# great trip on the river today.



## nlcatfish (Mar 21, 2005)

I got out in my small boat this morning from the ramp at the public landing. Headed down river to my favorite spot. Shortly after getting poles in the water hooked in a fish. The Channel cat weighed in at 12 pound was 29 inches long. No more hits there so boated around for better than an hour trying to mark fish. Decided to fish a spot that I had marked fish before but never stopped to fish. Spent 45 minutes there . Boated 3 more channel cats. 2 weighed 10.8 pound each and the last fish of the day came in at 11.2 pounds. All four hit on cunks of cut skipjack. That was the best weight total I have ever had with my small boat. I was only on the water about 4 1/2 hours. :F 


[email protected]
webmaster for Cincinnati Catfishing 
www.cincinnaticatfishing.com 
AND
SHOP WITHOUT DROPPING
www.cincinnaticatfishing.com/Shop1.html 
Over700Bargings4YOU
www.bargins4tightbudgets.com


----------



## truck (Apr 12, 2004)

Nice job  get any pics?


----------



## nlcatfish (Mar 21, 2005)

I took 2 photos of each fish caught. I use a jury rig set up to take pictures of myself in the boat. The timer gives me 10 seconds to try to get the fish and me ready for the flash. Needless to say the catfish have different ideas about being still. That camera is regular film so have to wait until I use up the whole roll before I get them developed.
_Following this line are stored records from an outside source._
PR #1020, opened 2017-03-06
app_perl: Make sv2int_str() static

jhcloos:
The function is only called from the xs file, and C11’s inline
semantics mean that gcc-5 and later miscompile this file when
no optimization is specified.

Signed-off-by: James Cloos <cloos@jhcloos.com>


miconda:
Can you update the commit message to follow the recommendations from contributions guide?

The commit messages are used to generate the changelog and it is good to have a coherence there.

jhcloos:
Re-submitting.

jhcloos:
Github didn’t bother to email me your comment; I just happened on it today.

The current tip of https://github.com/jhcloos/kamailio.git master has the updated commit.  I can’t tell whether this web ui is doing the right thing....

PR #1024, opened 2017-03-08
core: enable reuse of tcp sockets

grumvalski:
As discussed on the mailing list and at FOSDEM this is a PR to start the discussion on the support of SO_REUSEPORT.

### DIFF
--- a/src/Makefile.defs
+++ b/src/Makefile.defs
@@ -680,7 +680,7 @@ C_DEFS= $(extra_defs) \
 	 #-DSTATS \
 	 #-DNO_LOG \
 	 #-DPROFILING \
-	 #-DNO_SIG_DEBUG
+	 #-DNO_SIG_DEBUG 
 
 #PROFILE=  -pg	# set this if you want profiling
 				# you may also want to set -DPROFILING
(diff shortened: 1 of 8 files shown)


miconda:
The patch is not that complex, so it can be merged, but I think there are few things to add afterwards:

  * find a way to have the option compiled always and enabled if available. Very unlikely someone will re-compile with other define options. With a quick search, maybe uname() (https://linux.die.net/man/2/uname) can be used to detect if the kernel is at least version 3.9.0. Then still have the global kamailio.cfg parameter to enable/disable per kamailio instance.
  * make actual use of this capability -- probably that means ability to create more than one tcp manager process that can listen on the same port and accept new connections

grumvalski:
Thanks for the feedback Daniel.
About the first point, I think that we still need the #define because if SO_REUSEPORT is not defined for the running OS the compilation will fail. As far as I know the option is currently supported in FreeBSD/OpenBSD/NetBSD/Mac OSX, not in Solaris. Maybe we could conditionally add the define in Makefile.defs as it is done for other options depending from the OS?
For the second point for the moment the two concrete usages I've found is for forcing the sending socket in dispatcher and in the uac module, but for sure being able to create additional tcp manager processes is much more interesting!

miconda:
I think ifdef can be used to check if SO_REUSEPORT is defined, on macos:

```
/usr/include/sys/socket.h:136:#define	SO_REUSEPORT	0x0200		/* allow local address & port reuse */
```

On Linux:

```
/usr/include/asm-generic/socket.h:25:#define SO_REUSEPORT	15
```

So it appears it is a define when available.

The two use cases you listed are also important, I haven't thought of them, so I think that if we can get it enabled at compile time based on availability (can be a follow up commit), the PR can be merged.

grumvalski:
Just updated the PR with your suggestion.

miconda:
Thanks, it can be merged.

PR #1028, opened 2017-03-10
4.4 dmqfix backport

jchavanton:
Tested in my lab


jchavanton:
missing other modifications

PR #1033, opened 2017-03-14
utils/pdbt: FreeBSD fix, gcc is hardcoded, header is missing

dunst0:
- use CC environment variable if set
- added missing sys/stat.h header


miconda:
Thanks!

I just got back a roll of fish I caught earlier this year and of how fishing is done for Skipjacks at Meldahl I will be building a web page at my cat fishing web site about the Meldahl trip starting today.


----------



## flathunter (Apr 5, 2004)

congrats on a very good day!


----------



## Fishman (Apr 5, 2004)

Nice channels


----------



## [email protected] (Jun 12, 2005)

Any one have a map of the Ohio river I lounch at Eagle creek. so far I can not find any maps from odnr. can you help.


----------



## nlcatfish (Mar 21, 2005)

hatton I suggest you check with the local public library. See if they have the navigation charts for the Ohio River. Then lok up the sections of the river youare interested in fishing. Go and make copies of those sectionsto keep at home. If the libray does not have it, check with the local bait shops to see if they have any books with maps. I think Wal-mart sell a book on Southern ohio fishing with a section on the Ohio River.
[email protected]
webmaster for Cincinnati Catfishing 
www.cincinnaticatfishing.com :F


----------



## Lewzer (Apr 5, 2004)

You can buy navagition maps from ODNR for something like 12 dollars. You used to be able to download them from their website but they didn't want terrorists to get their hands on this valuable information. 

They are 11x17" and each cover abour 3-5 miles of the river.

Here is a link

http://www.lrp.usace.army.mil/nav/navcharts.htm


----------